By using ThoughtLoom's template system, teams can coordinate and fine-tune the most effective ways to leverage LLMs for their specific needs. This structured approach allows for seamless incorporation of LLMs into pipelines that can tackle increasingly complex objectives. ThoughtLoom's versatility enables users to create simple shell scripts or more sophisticated programs, depending on the requirements of the task at hand.

Ultimately, ThoughtLoom accelerates the adoption, experimentation, and practical use of LLMs by providing a flexible, user-friendly environment to build and share LLM-based tools. It's an invaluable resource for anyone looking to harness the power of language models in their daily work, whether for personal, team, or enterprise applications.

Demo

Features

  • Puts the power of OpenAI chat-gpt APIs in your terminal
  • Template and configuration system so you can define and invoke arbitrary processing tasks
  • Parallel / batch processing of large data sets
  • Estimate API costs before running commands
  • JSON in, JSON out

Installation

go install github.com/tbiehn/thoughtloom@latest

Some GPT Thoughts on ThoughtLoom

ThoughtLoom is a powerful command-line tool that brings the potential of OpenAI APIs to the fingertips of power-users and professionals, enabling a more efficient and robust way to generate insights and narratives. While it may not revolutionize entire industries on its own, it does provide an enhanced user experience for those looking to leverage OpenAI APIs for practical, real-world applications.

  1. Streamlining Content Creation: ThoughtLoom allows writers, marketers, and other content creators to quickly generate drafts, summaries, and article ideas, boosting productivity and reducing the time spent on mundane tasks.

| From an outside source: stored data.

PR #572, opened 2018-06-18
Fix cwms tests

pagreene:
Capture ONT::INCREASE events, add tests for this case, and update some other tests.


pagreene:
Note that the failing tests are related to the pubmed issue noted elsewhere.

bgyori:
Thanks!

  2. Data Analysis Made Simple: Researchers, data analysts, and business professionals can use ThoughtLoom to extract valuable insights from complex datasets, making the process of data analysis more efficient and accessible.

  3. Enhancing Customer Support: ThoughtLoom can be utilized to analyze customer feedback and support queries, generating valuable insights that can help improve customer service and drive customer satisfaction.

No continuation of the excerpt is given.